Function calling in Llama 3 Instruct models follows a JSON-based tool definition format compatible with the OpenAI tool calling interface, enabling direct substitution in applications built against that standard. The model generates tool calls as structured JSON objects within its response, which application code parses and executes. Multi-turn tool use — where the model makes a tool call, receives the result, and continues reasoning — is supported through the conversation format, enabling agent loops with Llama 3 that require minimal custom code beyond standard chat completion API calls.

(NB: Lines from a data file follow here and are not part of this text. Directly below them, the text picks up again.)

PR #1274, opened 2021-07-07
Clarify that kj's async Timer only updates when the event loop waits

jyn514:
Th original comment was misleading to me. I understood it to mean "Timer counts
on its own, but may get slightly out of sync until the start of the event loop,"
especially because of the "guaranteed to be synchronized" bit. The actual
meaning is "At any given point, Timer is frozen in time, and is only updated at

Llama 3's safety training uses adversarial red-teaming datasets that include jailbreak attempts, harmful instruction following, and sensitive topic handling. Despite strong safety performance on standard benchmarks, Llama 3 Instruct models are more permissive than Claude or GPT-4 on certain edge cases by design — Meta explicitly calibrated the safety-utility trade-off toward helpfulness for developers who need to build applications with custom safety layers rather than relying entirely on model-level refusals. Organizations deploying Llama 3 should plan to implement domain-specific safety evaluation and guardrail layers appropriate for their use case.
Quantized Llama 3 variants maintain strong quality relative to full-precision at 4-bit and 8-bit precision levels, making them practical choices for memory-constrained deployments. The 70B model in Q4_K_M quantization requires approximately 40GB of VRAM — fitting on 2× A100 40GB GPUs or a single A100 80GB — while retaining performance comparable to the full FP16 model on most tasks. This accessibility has made quantized Llama 3 70B one of the most widely deployed open-weight models for production use cases requiring near-frontier quality at reduced infrastructure cost.